Stored items:

[Start of Attachment]

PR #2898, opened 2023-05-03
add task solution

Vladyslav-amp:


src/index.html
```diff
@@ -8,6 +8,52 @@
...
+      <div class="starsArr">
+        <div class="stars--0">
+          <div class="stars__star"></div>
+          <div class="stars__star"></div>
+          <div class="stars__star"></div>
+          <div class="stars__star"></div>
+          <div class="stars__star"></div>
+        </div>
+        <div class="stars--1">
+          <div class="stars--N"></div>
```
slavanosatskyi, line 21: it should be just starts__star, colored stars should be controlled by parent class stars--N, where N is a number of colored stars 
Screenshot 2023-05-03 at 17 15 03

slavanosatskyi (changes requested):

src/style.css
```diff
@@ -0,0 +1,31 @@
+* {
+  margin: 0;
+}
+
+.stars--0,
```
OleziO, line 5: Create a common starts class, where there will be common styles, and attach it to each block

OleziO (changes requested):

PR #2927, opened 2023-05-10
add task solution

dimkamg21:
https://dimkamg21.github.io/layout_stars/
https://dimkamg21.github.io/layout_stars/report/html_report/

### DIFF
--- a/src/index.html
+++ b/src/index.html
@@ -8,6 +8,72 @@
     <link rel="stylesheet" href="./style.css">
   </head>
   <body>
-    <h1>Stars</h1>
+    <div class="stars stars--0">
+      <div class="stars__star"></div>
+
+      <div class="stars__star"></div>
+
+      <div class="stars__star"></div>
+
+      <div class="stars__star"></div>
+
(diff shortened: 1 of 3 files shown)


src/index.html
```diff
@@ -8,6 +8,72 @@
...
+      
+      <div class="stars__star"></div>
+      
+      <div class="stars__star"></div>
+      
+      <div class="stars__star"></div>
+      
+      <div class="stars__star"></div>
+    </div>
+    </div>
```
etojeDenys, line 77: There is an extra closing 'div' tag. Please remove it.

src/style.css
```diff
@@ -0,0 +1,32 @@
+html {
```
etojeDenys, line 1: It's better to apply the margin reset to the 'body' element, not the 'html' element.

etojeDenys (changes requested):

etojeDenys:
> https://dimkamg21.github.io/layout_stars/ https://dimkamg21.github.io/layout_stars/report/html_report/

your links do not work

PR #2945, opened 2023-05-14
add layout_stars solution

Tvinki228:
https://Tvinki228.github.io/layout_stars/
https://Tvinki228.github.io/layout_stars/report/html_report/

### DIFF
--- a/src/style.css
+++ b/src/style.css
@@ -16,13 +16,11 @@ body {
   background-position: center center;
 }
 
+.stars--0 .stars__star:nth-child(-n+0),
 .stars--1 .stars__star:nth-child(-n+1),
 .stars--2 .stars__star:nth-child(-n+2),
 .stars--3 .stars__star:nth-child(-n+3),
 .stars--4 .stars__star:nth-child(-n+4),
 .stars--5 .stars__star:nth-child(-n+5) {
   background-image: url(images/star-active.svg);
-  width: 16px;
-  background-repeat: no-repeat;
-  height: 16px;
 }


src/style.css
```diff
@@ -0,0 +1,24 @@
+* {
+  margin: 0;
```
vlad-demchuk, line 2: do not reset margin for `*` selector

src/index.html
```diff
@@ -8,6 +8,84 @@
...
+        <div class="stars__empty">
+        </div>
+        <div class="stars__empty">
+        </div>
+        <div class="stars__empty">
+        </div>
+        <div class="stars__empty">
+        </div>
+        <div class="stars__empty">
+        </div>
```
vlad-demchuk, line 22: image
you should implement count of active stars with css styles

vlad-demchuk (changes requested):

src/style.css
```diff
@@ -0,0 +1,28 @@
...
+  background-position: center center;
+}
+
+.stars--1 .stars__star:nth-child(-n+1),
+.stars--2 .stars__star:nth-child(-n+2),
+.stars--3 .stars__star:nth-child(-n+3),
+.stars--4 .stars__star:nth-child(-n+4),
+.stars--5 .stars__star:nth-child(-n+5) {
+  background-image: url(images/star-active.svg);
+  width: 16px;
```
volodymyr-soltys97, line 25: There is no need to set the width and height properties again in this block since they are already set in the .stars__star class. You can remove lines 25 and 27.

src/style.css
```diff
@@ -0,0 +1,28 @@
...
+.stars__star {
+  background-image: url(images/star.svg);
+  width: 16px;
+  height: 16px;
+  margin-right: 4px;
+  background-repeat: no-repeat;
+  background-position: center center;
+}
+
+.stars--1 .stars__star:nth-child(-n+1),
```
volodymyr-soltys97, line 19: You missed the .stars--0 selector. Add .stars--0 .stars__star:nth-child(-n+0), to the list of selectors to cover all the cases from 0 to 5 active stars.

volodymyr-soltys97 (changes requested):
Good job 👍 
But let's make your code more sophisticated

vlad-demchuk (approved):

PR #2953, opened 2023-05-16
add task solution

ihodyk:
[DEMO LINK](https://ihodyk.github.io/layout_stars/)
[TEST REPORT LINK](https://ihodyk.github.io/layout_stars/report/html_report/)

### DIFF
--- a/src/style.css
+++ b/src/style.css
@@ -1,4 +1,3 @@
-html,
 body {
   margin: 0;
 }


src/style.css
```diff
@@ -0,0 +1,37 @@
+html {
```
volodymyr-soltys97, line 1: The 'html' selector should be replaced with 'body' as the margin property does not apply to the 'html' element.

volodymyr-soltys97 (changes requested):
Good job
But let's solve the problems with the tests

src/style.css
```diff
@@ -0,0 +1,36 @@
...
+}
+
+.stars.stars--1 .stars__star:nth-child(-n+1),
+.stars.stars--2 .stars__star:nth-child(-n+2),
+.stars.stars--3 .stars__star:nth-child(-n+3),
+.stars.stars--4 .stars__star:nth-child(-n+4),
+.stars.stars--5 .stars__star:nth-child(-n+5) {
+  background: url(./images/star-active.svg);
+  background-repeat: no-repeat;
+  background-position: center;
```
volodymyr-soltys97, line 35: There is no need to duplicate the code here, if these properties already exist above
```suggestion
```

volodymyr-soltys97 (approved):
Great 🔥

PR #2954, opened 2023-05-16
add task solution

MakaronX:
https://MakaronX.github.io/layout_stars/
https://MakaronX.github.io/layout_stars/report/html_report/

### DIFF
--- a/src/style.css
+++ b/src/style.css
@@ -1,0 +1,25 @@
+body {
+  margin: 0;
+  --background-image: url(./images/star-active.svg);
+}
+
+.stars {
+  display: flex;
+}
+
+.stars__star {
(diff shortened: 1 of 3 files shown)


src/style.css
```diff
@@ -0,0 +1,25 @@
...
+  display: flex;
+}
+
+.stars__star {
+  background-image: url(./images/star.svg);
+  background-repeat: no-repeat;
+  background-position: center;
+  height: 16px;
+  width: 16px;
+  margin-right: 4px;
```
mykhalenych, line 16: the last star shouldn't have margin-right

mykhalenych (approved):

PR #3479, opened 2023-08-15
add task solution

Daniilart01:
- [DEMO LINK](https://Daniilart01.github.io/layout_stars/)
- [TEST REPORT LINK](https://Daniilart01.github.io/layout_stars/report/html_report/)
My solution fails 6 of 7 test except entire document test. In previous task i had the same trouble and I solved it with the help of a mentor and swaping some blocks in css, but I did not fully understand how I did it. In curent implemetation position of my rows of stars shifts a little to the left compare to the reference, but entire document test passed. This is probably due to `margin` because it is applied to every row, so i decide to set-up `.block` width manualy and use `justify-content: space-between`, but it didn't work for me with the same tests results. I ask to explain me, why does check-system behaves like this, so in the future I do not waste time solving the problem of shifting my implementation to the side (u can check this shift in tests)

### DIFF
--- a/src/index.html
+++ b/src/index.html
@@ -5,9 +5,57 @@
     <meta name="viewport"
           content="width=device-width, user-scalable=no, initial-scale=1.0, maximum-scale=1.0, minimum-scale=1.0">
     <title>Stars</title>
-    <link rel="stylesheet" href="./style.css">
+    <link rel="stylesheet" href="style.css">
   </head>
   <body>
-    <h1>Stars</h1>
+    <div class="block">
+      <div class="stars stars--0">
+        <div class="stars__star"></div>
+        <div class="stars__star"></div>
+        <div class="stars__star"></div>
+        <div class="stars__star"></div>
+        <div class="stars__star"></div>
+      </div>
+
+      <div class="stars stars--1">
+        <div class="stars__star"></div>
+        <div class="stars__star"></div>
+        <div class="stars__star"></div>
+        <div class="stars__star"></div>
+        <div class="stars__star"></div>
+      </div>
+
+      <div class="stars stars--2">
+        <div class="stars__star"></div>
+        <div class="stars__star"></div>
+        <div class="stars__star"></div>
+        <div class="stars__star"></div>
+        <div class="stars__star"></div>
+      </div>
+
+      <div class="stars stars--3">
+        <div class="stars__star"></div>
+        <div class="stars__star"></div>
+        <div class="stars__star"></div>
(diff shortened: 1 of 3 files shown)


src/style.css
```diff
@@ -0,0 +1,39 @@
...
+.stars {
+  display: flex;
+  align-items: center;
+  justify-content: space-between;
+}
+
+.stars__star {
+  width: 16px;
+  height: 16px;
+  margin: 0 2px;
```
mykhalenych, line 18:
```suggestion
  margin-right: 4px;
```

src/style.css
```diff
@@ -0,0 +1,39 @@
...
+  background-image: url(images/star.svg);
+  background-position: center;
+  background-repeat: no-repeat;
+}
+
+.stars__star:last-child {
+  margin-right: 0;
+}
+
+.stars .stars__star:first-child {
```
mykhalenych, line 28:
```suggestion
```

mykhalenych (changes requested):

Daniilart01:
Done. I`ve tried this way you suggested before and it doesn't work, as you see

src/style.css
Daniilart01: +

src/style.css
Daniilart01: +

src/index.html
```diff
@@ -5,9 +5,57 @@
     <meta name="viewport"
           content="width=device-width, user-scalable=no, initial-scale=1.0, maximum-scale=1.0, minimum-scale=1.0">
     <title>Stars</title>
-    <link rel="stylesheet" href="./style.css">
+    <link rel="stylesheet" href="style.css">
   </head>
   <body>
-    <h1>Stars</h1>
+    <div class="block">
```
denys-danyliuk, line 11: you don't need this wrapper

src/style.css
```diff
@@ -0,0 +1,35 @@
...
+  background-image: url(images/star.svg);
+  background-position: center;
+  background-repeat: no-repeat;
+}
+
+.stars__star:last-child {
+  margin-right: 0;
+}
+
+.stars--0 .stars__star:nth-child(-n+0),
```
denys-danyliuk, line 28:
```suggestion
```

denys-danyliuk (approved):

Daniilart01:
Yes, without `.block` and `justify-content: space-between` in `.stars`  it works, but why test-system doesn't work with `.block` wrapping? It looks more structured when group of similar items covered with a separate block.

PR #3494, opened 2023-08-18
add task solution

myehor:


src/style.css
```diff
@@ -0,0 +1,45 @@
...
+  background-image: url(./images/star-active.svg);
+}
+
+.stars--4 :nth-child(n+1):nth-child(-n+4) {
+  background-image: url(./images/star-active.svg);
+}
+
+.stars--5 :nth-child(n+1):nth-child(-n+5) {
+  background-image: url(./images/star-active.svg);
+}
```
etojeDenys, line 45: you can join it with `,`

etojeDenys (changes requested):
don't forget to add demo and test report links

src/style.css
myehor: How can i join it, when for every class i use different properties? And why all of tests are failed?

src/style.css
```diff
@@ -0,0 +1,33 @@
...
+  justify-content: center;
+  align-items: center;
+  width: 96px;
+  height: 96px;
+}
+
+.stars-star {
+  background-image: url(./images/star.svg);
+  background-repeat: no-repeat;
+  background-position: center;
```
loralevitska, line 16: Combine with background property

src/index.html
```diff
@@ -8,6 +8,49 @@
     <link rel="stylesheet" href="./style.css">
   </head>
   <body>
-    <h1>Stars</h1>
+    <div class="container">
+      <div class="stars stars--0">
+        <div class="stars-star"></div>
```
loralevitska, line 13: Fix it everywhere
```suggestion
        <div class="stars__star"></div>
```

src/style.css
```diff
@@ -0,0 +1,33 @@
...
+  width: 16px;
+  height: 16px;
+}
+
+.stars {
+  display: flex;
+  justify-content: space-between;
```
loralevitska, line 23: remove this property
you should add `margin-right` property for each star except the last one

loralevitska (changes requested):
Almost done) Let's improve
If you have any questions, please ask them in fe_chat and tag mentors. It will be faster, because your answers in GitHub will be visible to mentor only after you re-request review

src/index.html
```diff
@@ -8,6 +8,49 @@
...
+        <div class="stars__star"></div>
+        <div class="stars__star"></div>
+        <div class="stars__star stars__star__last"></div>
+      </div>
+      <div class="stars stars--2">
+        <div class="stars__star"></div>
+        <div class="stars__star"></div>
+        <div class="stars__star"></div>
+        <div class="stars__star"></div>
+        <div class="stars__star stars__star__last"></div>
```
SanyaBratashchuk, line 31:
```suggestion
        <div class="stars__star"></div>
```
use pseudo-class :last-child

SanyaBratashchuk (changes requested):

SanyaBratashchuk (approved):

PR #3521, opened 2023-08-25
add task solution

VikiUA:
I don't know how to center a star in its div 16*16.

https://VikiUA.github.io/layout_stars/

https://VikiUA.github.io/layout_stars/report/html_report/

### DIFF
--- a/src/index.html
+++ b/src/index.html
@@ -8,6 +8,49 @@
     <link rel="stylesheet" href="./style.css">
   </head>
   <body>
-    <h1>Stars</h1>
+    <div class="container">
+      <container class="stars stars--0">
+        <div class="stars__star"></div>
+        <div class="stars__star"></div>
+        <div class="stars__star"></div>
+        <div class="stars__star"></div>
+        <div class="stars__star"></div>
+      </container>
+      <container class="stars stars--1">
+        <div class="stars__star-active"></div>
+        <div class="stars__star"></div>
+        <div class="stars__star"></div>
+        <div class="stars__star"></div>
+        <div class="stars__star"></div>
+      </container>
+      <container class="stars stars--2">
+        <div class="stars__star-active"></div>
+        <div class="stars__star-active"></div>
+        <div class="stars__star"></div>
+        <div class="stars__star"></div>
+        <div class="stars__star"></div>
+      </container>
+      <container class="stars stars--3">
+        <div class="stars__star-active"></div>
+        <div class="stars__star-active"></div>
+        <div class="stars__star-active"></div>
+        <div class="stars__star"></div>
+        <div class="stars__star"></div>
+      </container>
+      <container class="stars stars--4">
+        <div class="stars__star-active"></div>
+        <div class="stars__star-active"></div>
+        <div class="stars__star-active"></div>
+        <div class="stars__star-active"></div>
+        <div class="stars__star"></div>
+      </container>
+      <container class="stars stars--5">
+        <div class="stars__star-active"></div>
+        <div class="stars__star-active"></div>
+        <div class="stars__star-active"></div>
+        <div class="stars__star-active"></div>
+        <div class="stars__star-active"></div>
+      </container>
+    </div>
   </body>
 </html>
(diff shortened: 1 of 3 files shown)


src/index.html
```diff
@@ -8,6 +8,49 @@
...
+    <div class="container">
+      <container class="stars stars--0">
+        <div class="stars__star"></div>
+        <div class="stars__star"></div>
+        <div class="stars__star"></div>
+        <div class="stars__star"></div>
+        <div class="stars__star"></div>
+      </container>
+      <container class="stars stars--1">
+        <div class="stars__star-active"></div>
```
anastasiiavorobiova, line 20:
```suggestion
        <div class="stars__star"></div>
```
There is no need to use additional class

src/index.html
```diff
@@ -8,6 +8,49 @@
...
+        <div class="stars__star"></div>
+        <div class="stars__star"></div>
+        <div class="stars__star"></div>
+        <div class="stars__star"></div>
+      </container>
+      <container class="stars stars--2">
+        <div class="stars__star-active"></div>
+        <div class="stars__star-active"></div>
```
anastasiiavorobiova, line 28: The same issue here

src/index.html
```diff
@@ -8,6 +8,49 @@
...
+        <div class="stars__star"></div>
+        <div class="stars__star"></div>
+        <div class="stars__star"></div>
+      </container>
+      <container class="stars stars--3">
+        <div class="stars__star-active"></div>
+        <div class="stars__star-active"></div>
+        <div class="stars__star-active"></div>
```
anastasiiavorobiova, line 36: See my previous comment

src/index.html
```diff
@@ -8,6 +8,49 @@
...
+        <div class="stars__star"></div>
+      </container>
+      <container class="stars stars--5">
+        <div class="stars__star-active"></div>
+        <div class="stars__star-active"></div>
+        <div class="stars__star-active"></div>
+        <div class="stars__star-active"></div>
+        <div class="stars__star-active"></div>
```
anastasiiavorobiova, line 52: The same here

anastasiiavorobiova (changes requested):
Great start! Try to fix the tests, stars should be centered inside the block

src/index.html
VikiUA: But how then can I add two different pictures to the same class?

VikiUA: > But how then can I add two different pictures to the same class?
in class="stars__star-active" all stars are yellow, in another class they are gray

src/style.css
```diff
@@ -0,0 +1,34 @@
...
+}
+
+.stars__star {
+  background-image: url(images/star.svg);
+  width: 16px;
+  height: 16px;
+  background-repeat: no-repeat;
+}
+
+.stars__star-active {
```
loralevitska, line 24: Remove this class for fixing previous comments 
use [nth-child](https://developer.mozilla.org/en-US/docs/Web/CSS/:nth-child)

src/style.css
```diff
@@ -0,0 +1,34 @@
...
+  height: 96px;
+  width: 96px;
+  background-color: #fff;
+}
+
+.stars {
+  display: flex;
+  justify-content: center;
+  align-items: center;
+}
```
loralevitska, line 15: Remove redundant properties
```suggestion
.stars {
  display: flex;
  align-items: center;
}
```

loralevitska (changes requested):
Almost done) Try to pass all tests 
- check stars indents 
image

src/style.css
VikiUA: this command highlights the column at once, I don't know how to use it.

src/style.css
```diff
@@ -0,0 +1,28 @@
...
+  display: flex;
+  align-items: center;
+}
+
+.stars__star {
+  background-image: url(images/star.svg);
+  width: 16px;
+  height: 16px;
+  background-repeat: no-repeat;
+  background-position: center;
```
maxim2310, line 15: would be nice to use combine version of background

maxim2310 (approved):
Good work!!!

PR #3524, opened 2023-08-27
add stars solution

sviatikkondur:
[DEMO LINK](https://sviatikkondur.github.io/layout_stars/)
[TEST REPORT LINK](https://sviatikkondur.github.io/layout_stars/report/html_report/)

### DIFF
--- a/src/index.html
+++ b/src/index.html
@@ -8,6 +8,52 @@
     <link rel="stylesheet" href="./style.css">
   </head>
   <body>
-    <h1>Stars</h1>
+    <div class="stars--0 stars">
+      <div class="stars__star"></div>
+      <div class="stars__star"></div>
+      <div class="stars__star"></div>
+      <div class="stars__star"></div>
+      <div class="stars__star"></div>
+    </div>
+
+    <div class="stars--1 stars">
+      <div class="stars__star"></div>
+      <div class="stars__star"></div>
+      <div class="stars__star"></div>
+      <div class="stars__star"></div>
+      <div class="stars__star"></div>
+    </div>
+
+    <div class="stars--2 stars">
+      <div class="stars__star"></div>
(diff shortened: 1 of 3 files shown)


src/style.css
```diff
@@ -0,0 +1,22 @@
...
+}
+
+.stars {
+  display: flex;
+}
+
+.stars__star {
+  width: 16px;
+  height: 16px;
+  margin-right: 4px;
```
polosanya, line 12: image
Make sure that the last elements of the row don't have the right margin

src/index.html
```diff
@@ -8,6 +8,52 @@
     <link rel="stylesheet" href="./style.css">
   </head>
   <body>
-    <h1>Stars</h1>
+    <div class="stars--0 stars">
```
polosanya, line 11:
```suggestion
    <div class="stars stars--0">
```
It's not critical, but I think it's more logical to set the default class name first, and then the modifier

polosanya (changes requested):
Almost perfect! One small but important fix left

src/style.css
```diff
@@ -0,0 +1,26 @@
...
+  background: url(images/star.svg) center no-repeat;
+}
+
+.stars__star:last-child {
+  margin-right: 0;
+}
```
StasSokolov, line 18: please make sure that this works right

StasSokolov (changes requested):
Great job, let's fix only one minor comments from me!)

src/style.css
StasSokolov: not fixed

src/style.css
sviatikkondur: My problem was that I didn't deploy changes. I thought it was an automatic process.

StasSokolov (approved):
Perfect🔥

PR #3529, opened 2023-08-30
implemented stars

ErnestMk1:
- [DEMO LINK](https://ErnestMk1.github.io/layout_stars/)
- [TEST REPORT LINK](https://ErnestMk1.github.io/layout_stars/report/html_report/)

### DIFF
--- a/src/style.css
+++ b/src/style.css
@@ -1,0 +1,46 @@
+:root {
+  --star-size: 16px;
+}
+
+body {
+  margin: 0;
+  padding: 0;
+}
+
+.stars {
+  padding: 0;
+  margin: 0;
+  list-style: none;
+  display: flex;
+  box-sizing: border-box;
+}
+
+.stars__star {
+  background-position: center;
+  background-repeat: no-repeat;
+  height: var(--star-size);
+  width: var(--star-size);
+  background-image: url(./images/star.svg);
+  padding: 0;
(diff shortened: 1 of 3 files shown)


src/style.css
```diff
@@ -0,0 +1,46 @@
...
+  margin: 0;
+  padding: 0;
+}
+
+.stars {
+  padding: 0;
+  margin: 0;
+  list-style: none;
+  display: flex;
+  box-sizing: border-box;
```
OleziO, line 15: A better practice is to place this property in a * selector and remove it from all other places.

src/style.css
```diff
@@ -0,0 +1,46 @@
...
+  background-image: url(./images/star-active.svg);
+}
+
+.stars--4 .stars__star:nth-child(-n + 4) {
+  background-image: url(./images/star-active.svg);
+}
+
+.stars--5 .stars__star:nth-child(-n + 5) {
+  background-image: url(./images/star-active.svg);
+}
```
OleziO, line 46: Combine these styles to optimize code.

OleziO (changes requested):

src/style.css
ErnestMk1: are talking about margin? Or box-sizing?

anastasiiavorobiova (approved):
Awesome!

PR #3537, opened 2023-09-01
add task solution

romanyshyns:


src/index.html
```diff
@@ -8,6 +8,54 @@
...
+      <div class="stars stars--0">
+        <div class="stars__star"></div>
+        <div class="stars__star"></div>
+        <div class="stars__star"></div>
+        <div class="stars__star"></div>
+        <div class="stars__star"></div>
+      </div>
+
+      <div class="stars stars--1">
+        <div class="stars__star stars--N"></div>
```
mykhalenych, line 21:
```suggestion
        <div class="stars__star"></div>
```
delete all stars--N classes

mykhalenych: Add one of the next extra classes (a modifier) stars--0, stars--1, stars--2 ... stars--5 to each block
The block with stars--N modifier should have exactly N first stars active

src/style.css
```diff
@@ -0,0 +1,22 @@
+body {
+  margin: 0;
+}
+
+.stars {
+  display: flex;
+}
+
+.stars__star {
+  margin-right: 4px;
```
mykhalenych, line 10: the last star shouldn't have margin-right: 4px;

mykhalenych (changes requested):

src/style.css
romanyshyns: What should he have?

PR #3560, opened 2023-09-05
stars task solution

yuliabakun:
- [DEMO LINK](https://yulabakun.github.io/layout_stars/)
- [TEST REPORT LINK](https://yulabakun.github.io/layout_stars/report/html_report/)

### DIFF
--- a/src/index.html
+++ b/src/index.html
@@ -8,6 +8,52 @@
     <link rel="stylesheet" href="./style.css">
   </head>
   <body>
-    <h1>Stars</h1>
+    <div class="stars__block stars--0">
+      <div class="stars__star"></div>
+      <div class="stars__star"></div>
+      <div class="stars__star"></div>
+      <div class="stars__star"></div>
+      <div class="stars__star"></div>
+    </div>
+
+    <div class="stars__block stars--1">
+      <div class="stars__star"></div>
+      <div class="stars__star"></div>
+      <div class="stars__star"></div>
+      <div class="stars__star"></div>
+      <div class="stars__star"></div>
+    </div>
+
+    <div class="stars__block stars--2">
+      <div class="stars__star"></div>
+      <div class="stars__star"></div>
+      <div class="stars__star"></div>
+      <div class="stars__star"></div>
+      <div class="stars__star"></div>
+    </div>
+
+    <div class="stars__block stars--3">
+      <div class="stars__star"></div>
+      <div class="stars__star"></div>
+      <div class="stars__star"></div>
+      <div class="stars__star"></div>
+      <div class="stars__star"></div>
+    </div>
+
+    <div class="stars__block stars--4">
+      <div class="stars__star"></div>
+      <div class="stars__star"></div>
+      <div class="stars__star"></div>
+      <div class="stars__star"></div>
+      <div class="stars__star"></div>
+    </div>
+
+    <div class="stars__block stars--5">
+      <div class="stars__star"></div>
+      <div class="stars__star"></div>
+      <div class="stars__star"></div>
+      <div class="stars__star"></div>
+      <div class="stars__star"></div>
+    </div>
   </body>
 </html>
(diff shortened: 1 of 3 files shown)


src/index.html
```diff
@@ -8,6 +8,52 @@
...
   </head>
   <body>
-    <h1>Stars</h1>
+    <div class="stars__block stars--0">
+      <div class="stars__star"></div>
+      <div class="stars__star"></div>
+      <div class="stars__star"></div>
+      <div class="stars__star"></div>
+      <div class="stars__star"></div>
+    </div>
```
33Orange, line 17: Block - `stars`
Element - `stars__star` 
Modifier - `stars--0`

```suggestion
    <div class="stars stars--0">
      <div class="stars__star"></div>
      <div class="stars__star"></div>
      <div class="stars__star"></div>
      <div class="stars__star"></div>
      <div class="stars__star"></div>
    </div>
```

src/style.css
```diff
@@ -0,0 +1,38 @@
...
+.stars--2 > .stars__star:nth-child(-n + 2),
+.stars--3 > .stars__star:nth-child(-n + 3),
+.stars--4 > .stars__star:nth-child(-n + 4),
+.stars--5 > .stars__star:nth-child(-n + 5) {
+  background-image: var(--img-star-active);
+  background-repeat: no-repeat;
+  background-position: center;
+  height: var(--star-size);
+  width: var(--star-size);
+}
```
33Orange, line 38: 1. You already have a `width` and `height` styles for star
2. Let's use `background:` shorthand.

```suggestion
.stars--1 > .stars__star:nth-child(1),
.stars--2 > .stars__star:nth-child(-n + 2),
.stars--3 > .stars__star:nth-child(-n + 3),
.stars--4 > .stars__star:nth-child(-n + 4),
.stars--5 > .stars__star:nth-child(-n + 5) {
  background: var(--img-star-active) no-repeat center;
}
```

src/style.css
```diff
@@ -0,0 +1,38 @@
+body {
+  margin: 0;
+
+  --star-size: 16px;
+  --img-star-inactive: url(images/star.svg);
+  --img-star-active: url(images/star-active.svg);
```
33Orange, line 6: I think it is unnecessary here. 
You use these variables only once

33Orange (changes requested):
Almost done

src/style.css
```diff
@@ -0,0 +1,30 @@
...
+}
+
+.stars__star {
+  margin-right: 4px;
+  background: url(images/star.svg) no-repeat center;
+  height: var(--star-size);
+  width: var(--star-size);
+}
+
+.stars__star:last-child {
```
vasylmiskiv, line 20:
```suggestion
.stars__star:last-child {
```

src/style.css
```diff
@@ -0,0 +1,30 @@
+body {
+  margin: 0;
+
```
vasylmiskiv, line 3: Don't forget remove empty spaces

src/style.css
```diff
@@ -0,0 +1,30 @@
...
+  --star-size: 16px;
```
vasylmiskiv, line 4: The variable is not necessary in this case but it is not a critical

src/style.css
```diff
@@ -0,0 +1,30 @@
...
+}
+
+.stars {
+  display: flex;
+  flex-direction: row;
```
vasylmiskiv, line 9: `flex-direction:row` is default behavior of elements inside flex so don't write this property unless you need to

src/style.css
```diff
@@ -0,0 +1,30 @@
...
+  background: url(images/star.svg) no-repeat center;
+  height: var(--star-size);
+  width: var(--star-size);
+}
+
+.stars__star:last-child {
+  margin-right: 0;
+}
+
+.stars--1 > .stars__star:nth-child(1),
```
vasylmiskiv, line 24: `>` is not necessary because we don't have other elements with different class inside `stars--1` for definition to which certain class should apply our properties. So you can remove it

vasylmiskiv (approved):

[End of Attachment]

Go through the data above and find the lines with the word "anastasiiavorobiova". Copy each of those lines.

**Finished exercise:**
anastasiiavorobiova, line 20:
anastasiiavorobiova, line 28: The same issue here
anastasiiavorobiova, line 36: See my previous comment
anastasiiavorobiova, line 52: The same here
anastasiiavorobiova (changes requested):
anastasiiavorobiova (approved):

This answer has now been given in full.